Now that we have all the bad characters identified, we check the ESP address to see if there are any of these characters, if there are then we need to solve it:
- In assembly there is a mnemonic (command) called JMP, what it does is to “jump” to the address specified after the command, so JMP ESP will jump to the address specified in the ESP register, now we need to find a memory address without any bad characters inside the code that’s loaded and use it as the EIP address.
- We'll use an encoder to generate our payload and exclude any bad characters.
Lets return to the basics
Now we know about Memory, Registers, Stack, and what a buffer overflow is but how do we determine if an application has a buffer overflow vulnerability?
There is no exact procedure on how to find if an application is or isn’t vulnerable.
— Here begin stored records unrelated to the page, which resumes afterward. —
PR #380, opened 2024-06-13
feat: add cacao serde to unvalidated::Events

nathanielc:


event/src/unvalidated/event.rs
```diff
@@ -119,6 +119,19 @@ where
...
+                        let capability_bytes =
+                            car_blocks.get(&capability_cid).ok_or_else(|| {
+                                anyhow!("Signed Event CAR data missing block for capability")
+                            })?;
+                        let capability: signed::cacao::Capability =
+                            serde_ipld_dagcbor::from_slice(capability_bytes)
+                                .context("decoding capability")?;
+                        Ok((capability_cid, capability))
+                    })
+                    .transpose()?;
```
stbrody, line 134: what is `transpose()` doing?  I'm having a hard time googling for any docs on it.

event/src/unvalidated/signed/mod.rs
```diff
@@ -8,16 +10,19 @@ use ipld_core::ipld::Ipld;
...
 use super::{cid_from_dag_cbor, cid_from_dag_jose};
 
 /// Materialized signed Event.
 pub struct Event<D> {
     envelope: Envelope,
-    payload: Payload<D>,
     envelope_cid: Cid,
+    payload: Payload<D>,
     payload_cid: Cid,
+    capability: Option<(Cid, Capability)>,
```
stbrody, line 25: should we be consistent with the other two and either change this to two fields (capability and capability_cid) or change the envelope and payload fields to tuples?

event/src/unvalidated/signed/cacao.rs
```diff
@@ -0,0 +1,155 @@
...
+    /// Get the signature
+    pub fn signature(&self) -> &Signature {
+        &self.signature
+    }
+}
+/// Header for a CACAO
+#[derive(Debug, Serialize, Deserialize)]
+pub struct Header {
+    #[serde(rename = "t")]
+    r#type: String,
```
stbrody, line 36: `r#type`?  Why the weird field name?  Can we also comment what this field is?

stbrody (approved):
a few small questions though generally looks good

event/src/unvalidated/event.rs
nathanielc: Its this https://doc.rust-lang.org/std/option/enum.Option.html#method.transpose

event/src/unvalidated/signed/mod.rs
nathanielc: I don't want two Options because they would be always correlated (i.e. both None or both Some). But for the required fields I like the clarity of named fields

event/src/unvalidated/signed/cacao.rs
nathanielc: `type` is a keyword in rust but you can use the `r#` syntax to still use it. I prefer using the full names for things vs abbreviations. As for a comment there isn't much in the spec about its purpose, the getter for the field has a simple comment.

PR #382, opened 2024-06-14
feat: add process to track and run data migrations

dav1do:
The upcoming changes to normalize some of event payload requires running a data migration a la nosql style. This provides tables to track the daemon version and the state of migrations. They can be run by calling the daemon with the `--migrate-data` flag. If there are required migrations, the daemon will fail to start.


store/src/migration.rs
```diff
@@ -0,0 +1,212 @@
...
+            required_migrations,
+            pool,
+        })
+    }
+
+    /// Determines whether migrations are needed. Will mark all migrations as "complete" on a fresh install.
+    pub async fn needs_migration(&self) -> Result<bool> {
+        let new_install = self.is_new_install().await?;
+
+        if new_install {
```
stbrody, line 90: nitpick: this feels like a weird place for this logic to live.  Seems like there should be an `init` method or something like that that is called once at startup that handles this, rather than bundling logic into this boolean accessor method.

That said this migration code is going to be fairly self-contained and mostly only run during startup anyway, so it probably doesn't matter that much.

stbrody (approved):
lookin good!

one/src/lib.rs
```diff
@@ -325,6 +333,7 @@ impl Daemon {
 
     async fn run_int<I1, I2, E1, E2, E3>(
```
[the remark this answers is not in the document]
dav1do: yeah, I'll rename it `run_internal`. It's needed to monomorphize the services into all the traits required by different components.

store/src/migration.rs
dav1do: Yeah, agreed. I changed it to happen at start up and refactored some things into functions.. sorry, I started with a one line change and then couldn't help myself.

Thinking about this made me realize that this should all be behind &mut and that ceramic one should probably expose a `CeramicDataMigration` service or something so the binary is completely unaware of all store crate things. I started making those changes and backed them out because that's something for another PR.

dav1do:
So I realized the migrations to extract metadata isn't as urgent as I thought (I fixed IOD to not have bugs without it, and it might be more efficient tbh - will have the cleaned up PR today, still need to split it/make it easier to review). I do think we want to do it before GA, but I don't think I have the new table structures schema quite right, so it might make sense to pause this for a couple days. This doesn't really do much, and it doesn't hurt to merge this and store version info, but we may want to track `started_at` or other data (so we can see if you downgrade in history). And we may want to support running migrations in the background (slowly read events and extract metadata but maybe it's better to just rip through everything for now), which would mean the flag might not be quite right.

Anyway, @stbrody, curious to hear your thoughts/discuss briefly before you spend any more time on this (and I really appreciate how much you've already spent).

Normally you can disassemble the executable and see if there are calls to functions in dll’s prone to exploitation. For example, if calls to functions like strcpy, gets, scanf, and others are present there is a chance the programmer did not implement proper boundary checks and there may be a vulnerability.
You can also poke at the user interaction within the application with scripts and fuzzer and attempt to generate and exception.
With that we finished the first part of this post, and you have a basic understanding of a Buffer Overflow vulnerability, how to exploit it and the problems you could find along the way. In the second post we are going to put in practice this theory with an example of exploitation.